• **What the exercise asks**
Write out exactly the lines running from the one that contains "from the beginning." through the end of the material.

• **Supplied information**

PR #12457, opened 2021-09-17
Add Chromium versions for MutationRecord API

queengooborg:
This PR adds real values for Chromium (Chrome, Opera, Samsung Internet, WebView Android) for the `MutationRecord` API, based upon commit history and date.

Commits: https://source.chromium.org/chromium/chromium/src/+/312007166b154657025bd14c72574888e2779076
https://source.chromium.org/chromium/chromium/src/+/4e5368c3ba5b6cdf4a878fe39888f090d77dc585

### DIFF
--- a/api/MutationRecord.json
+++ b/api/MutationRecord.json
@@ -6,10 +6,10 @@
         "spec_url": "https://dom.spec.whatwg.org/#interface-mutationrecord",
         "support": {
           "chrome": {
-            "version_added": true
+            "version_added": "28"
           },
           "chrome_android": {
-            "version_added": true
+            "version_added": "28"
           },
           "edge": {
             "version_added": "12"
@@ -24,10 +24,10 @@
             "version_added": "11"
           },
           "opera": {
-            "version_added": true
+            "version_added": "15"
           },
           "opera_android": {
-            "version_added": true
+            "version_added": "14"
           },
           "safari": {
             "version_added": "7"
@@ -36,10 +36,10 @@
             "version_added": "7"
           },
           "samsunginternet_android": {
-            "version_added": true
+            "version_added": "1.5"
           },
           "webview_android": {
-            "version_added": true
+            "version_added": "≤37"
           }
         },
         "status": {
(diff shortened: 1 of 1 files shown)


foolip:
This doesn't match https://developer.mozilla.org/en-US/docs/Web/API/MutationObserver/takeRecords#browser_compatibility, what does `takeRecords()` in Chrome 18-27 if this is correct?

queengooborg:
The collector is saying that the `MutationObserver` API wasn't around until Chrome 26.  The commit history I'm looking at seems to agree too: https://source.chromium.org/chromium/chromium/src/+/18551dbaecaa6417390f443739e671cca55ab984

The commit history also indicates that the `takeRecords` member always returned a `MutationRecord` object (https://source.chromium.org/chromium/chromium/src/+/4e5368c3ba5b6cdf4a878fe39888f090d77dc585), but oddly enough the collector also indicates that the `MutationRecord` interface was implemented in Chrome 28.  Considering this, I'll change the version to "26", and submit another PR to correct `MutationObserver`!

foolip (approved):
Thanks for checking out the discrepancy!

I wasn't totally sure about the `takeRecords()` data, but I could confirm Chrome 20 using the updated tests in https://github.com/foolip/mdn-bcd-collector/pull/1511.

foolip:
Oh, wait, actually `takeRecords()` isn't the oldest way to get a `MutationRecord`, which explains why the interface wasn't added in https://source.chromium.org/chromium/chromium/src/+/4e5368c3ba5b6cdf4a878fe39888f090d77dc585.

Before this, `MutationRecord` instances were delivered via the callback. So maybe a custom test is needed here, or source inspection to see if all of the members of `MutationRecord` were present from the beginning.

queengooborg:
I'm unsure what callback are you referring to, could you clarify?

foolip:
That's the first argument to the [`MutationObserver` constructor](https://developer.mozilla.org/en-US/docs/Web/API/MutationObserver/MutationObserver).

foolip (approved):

• **Task output**
Before this, `MutationRecord` instances were delivered via the callback. So maybe a custom test is needed here, or source inspection to see if all of the members of `MutationRecord` were present from the beginning.

queengooborg:
I'm unsure what callback are you referring to, could you clarify?

foolip:
That's the first argument to the [`MutationObserver` constructor](https://developer.mozilla.org/en-US/docs/Web/API/MutationObserver/MutationObserver).

foolip (approved):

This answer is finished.